Peckhamia wesolowskae

Scientific classification
- Kingdom: Animalia
- Phylum: Arthropoda
- Subphylum: Chelicerata
- Class: Arachnida
- Order: Araneae
- Infraorder: Araneomorphae
- Family: Salticidae
- Genus: Peckhamia
- Species: P. wesolowskae
- Binomial name: Peckhamia wesolowskae Cala-Riquelme, Bustamante, Crews & Cutler, 2020

= Peckhamia wesolowskae =

- Authority: Cala-Riquelme, Bustamante, Crews & Cutler, 2020

Species of spider

Peckhamia wesolowskae is a species of jumping spider in the genus Peckhamia that lives in Cuba. The species was first described in 2020 by Franklyn Cala-Riquelme, Abel Bustamante, Sarah Crews and Bruce Cutler. The spider mimics ants of the Cephalotes genus. It is a small spider, measuring between 3.3 and 4 mm in length, the female being smaller than the male. The spider is dark reddish in colour, and lacks a distinctive pattern on either the abdomen or carapace. The chelicerae are also reddish and have a distinctive concave central section which helps to distinguish the species from others in the genus. Other distinguishing characteristics for the species include the very long thin embolus of the male and the wide spermathecae in the female.

==Taxonomy==
Peckhamia wesolowskae is a jumping spider species that was first described by Franklyn Cala-Riquelme, Abel Bustamante, Sarah Crews and Bruce Cutler in 2020. The species is named after the Polish arachnologist Wanda Wesołowska. It was allocated to the genus Peckhamia, which had been first circumscribed by Eugène Simon in 1900. The genus is one of six in the subtribe Synagelina, also circumscribed in 1900, by Frederick Octavius Pickard-Cambridge, in the tribe Dendryphantini. Wayne Maddison listed the tribe in the clade Marpissoida. In 2016, it had been grouped with eight other genera of jumping spiders under the name Euodenines by Jerzy Prószyński. The genus Peckhamia is related to Synageles, with some species transferred between the two due to the similarities between the genera.

==Description==
Peckhamia wesolowskae is, typically for the genus, a small spider. The male has a total length of 4 mm, divided into a carapace and an abdomen. The dark reddish carapace has a typical length of 1.8 mm and width of 1.1 mm. The eye field is blacker than the rest of the carapace. The abdomen is similar in color to the carapace, with a scattering of white scales, and is 2 mm long. It rounded in shape with a constriction half way along and the back fatter than the front. The underside is grey to black. The chelicerae are reddish. The middle of the chelicerae is concave. The spider has two fore teeth and one back tooth. The mouthparts are otherwise grey to pale yellow. The clypeus is plain and high. The legs vary in color. The front legs are yellow to red, the remainder pale gray to dark brown. The palpal bulb has a wide dark retrolateral tibial apophysis and very long thin embolus. The bulb has thick bristles.

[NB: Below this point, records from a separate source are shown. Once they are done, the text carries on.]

PR #891, opened 2021-05-08
NUKE build

lahma:
Idea is to use the awesome NUKE build to create build system configured via C# and then use auto-generated workflow definitions to run on GitHub Actions and AppVeyor. Ideally we get the Linux and MacOS builds covered too.


sebastienros:
I'd rather just copy the two files from .github in my other repos that work very well and are only a few lines of code. Change my mind.

lahma:
I'll resurrect this when we need some more logic...

PR #1583, opened 2025-08-05
Fix regression introduced in helm hook entrypoint commands

cdesiniotis:
After switching the operator image to the distroless base image, /bin/sh is no longer a valid file. The 'sh' binary is present in the image at /busybox/sh and is present in the executable search path.


tariq1890:
> lgtm, eventually both of these should be replaced with crd-apply-tool.

Agreed

PR #1584, opened 2025-08-06
[driver] add support for passing secrets as input

tariq1890:


controllers/nvidiadriver_controller.go
```diff
@@ -168,6 +169,31 @@ func (r *NVIDIADriverReconciler) Reconcile(ctx context.Context, req ctrl.Request
 		return reconcile.Result{}, nil
 	}
 
+	operatorNamespace := os.Getenv("OPERATOR_NAMESPACE")
```
cdesiniotis, line 172: As an observation, I see we already fetch this env in `main.go` https://github.com/NVIDIA/gpu-operator/blob/d71f30d0d2a1009b52ad5dd41ca8a1a878b7f11e/cmd/gpu-operator/main.go#L109 Thoughts on adding the operator namespace as a field of the `NVIDIADriverReconciler` so that we don't have to repeatedly source this env during every reconciliation?

deployments/gpu-operator/templates/clusterpolicy.yaml
```diff
@@ -200,6 +200,9 @@ spec:
     {{- if .Values.driver.kernelModuleConfig }}
     kernelModuleConfig: {{ toYaml .Values.driver.kernelModuleConfig | nindent 6 }}
     {{- end }}
+    {{- if .Values.driver.secretEnv }}
+    secretEnv: {{ toYaml .Values.driver.secretEnv | nindent 6 }}
```
cdesiniotis: Question -- is the `nindent 6` needed here if secretEnv is just a string?

controllers/transforms_test.go
```diff
@@ -1570,3 +1599,66 @@ func TestTransformNodeStatusExporter(t *testing.T) {
...
+	testCases := []struct {
+		description   string
+		ds            Daemonset
+		cpSpec        *gpuv1.ClusterPolicySpec
+		client        client.Client
+		expectedDs    Daemonset
+		errorExpected bool
+	}{
+		{
+			description: "driver spec with secret env",
```
cdesiniotis, line 1614: Out of scope for this PR -- we should add some more test cases here. At minimum it would be nice to have a test case where all / most of the driver related fields in ClusterPolicy are set.

controllers/nvidiadriver_controller.go
cdesiniotis, line 172: Out of scope -- I can't leave a review comment on lines that are not part of the diff, but looks like the code immediately before this is stale.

The female is smaller, measuring typically 3.3 mm in length. The carapace is also smaller, measuring 1.6 mm in length and 0.8 mm in width, as is the abdomen, which has a length of 1.55 mm The colouring is similar to the male. The epigyne has large window that takes up most of the plate. Curved copulatory ducts lead to wide spermathecae. The fertilization ducts are far from the copulatory ducts.

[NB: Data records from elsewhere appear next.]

PR #1605, opened 2025-08-18
Added NSPECT to pipeline

JunAr7112:


.nvidia-ci.yml
```diff
@@ -136,10 +136,8 @@ release:ngc-gpu-operator:
     - .release:ngc
     - .target-gpu-operator
 
-raise-publishing-merge-request:
+.raise-merge-request:
```
cdesiniotis: Out of scope for this PR -- we should remove the `release:ngc-gpu-operator` job (a few lines above) now as that is the old publishing process.

.nvidia-ci.yml
```diff
@@ -149,6 +147,63 @@ raise-publishing-merge-request:
     - cnt-ngc-publish render --project-name "gpu-operator" --versions-file "build-info-${CI_PIPELINE_ID}.txt" --output gpu-operator.yaml
     - cnt-ngc-publish merge-request --files "gpu-operator.yaml"
 
+raise-publishing-merge-request:
```
cdesiniotis: I see in the toolkit Evan has named this job `publish-images-to-ngc` https://github.com/NVIDIA/nvidia-container-toolkit/blob/77e8f4ba6f6d8525d7956d98e3d0e4f08e5ad7ef/.nvidia-ci.yml#L276, do we want to follow suite?

.nvidia-ci.yml
```diff
@@ -149,6 +147,63 @@ raise-publishing-merge-request:
...
+  extends:
+    - .raise-merge-request
+  rules:
+    - if: $CI_COMMIT_TAG
+  needs:
+    - job: release:ngc-gpu-operator
+
+raise-staging-merge-request:
```
cdesiniotis: nit: what about renaming this job to `raise-dummy-publishing-merge-request` to indicate that this job is soley for testing purposes? Or `publish-images-dummy` if we name similar to the toolkit repo.

Also, let's add a comment above this job to indicate it's intent.
```
# Create a dummy MR that exercises the publishing logic
```

.nvidia-ci.yml
```diff
@@ -149,6 +147,63 @@ raise-publishing-merge-request:
...
+    name: "${CNT_NGC_PUBLISH_IMAGE}"
+    pull_policy: always
+  variables:
+    PROJECT_NAME: "gpu-operator"
+    REPO_URL: "https://github.com/NVIDIA/gpu-operator.git"
+  script:
+    - |
+      cnt-ngc-publish nspect --versions-file "build-info-${CI_PIPELINE_ID}.txt"
+
+update-nspect-staging:
```
cdesiniotis, line 145: Let's add a comment above this job to indicate it's intent:
```
# Update the nspect staging environment in order to exercise the nspect publishing logic
```

.nvidia-ci.yml
cdesiniotis: Oops, this is incorrect. Disregard this comment. The `release:ngc-gpu-operator` job is required still.

.nvidia-ci.yml
```diff
@@ -149,6 +147,63 @@ raise-publishing-merge-request:
...
+  needs:
+    - job: release:ngc-gpu-operator
+
+raise-staging-merge-request:
+  extends:
+    - .raise-merge-request
+  needs:
+    - job: release:staging-gpu-operator
+  before_script:
+    - export NGC_PUBLISHING_PROJECT_PATH="dl/container-dev/ngc-automation"
```
tariq1890: gitlab CI supports setting envars via the `env:` yaml field. Let's use that instead of an `export` statement

.nvidia-ci.yml
tariq1890: What about `release:ngc-publish` or `release:ngc-image-publish` ?

.nvidia-ci.yml
tariq1890: Sorry, `variables:`, not `env:`

.nvidia-ci.yml
JunAr7112: Alright I will have job names: release:ngc-image-publish and release:dummy-image-publish with template .publish-images.

.nvidia-ci.yml
JunAr7112: I'll add the comment, and use the format release:dummy-image-publish so it matches with Tariq's format suggestion.

.nvidia-ci.yml
JunAr7112: Alright

.nvidia-ci.yml
JunAr7112: So right now, NGC_PUBLISHING_PROJECT_PATH is set to the Publishing Configs repo as a GROUP lvl variable, that takes precedence over a job variable. We will need to export to ensure the automation path takes precedence.

.common-ci.yml
```diff
@@ -114,7 +114,6 @@ trigger-pipeline:
     - regctl registry login "${CI_REGISTRY}" -u "${CI_REGISTRY_USER}" -p "${CI_REGISTRY_PASSWORD}"
     - '[ ${CI_REGISTRY} = ${OUT_REGISTRY} ] || echo "Logging in to output registry ${OUT_REGISTRY}"'
     - '[ ${CI_REGISTRY} = ${OUT_REGISTRY} ] || regctl registry login "${OUT_REGISTRY}" -u "${OUT_REGISTRY_USER}" -p "${OUT_REGISTRY_TOKEN}"'
-
```
cdesiniotis: Let's revert this change.

.nvidia-ci.yml
```diff
@@ -123,23 +123,25 @@ scan:gpu-operator-arm64:
...
-    - cat build-info-${CI_PIPELINE_ID}.txt
-  artifacts:
-    paths:
-      - build-info-${CI_PIPELINE_ID}.txt
 
 release:ngc-gpu-operator:
   extends:
     - .release:ngc
-    - .target-gpu-operator
+    - .target-gpu-operator
```
cdesiniotis: Let's remove the trailing spaces added here

.nvidia-ci.yml
```diff
@@ -123,23 +123,25 @@ scan:gpu-operator-arm64:
...
-    - .target-gpu-operator
+    - .target-gpu-operator  
 
-raise-publishing-merge-request:
+.set-publish-images-values:
+  before_script:
+    - |
+      if [-n "${CI_COMMIT_TAG}"]; then
+        echo "${CI_COMMIT_SHORT_SHA} ${CI_COMMIT_TAG}" > build-info-${CI_PIPELINE_ID}.txt
+        export NSPECT_CLIENT_ID="${NSPECT_CLIENT_ID}" NSPECT_CLIENT_SECRET="${NSPECT_CLIENT_SECRET}"
```
cdesiniotis: For readability, let's define one envvar per line:
```suggestion
        export NSPECT_CLIENT_ID="${NSPECT_CLIENT_ID}" 
        export NSPECT_CLIENT_SECRET="${NSPECT_CLIENT_SECRET}"
```

.nvidia-ci.yml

The male spiders have a characteristic embolus which enables them to be distinguished from others in the genus. It also separates them from others in related genera, like Admestina, Attidops, Cheliferoides and Synageles. Similarly, the concave shape of the chelicerae make the spider easy to tell from the related Peckhamia areito. The female can be distinguished by the shape of the spermathecae.

Peckhamia wesolowskae resembles ants of the Cephalotes genus, particularly the size and shape of their heads. It will mimic ants both in morphology and behaviour. For example, the species will use its second pair of legs to imitate the antennae of an ant.

==Distribution and habitat==
Peckhamia wesolowskae is endemic to Cuba. The holotype was found in Pinar del Río Province in 2012. Paratypes have also been found in Artemisa and Matanzas Provinces. The spider seems to prefer living in forests, particularly secondary forests.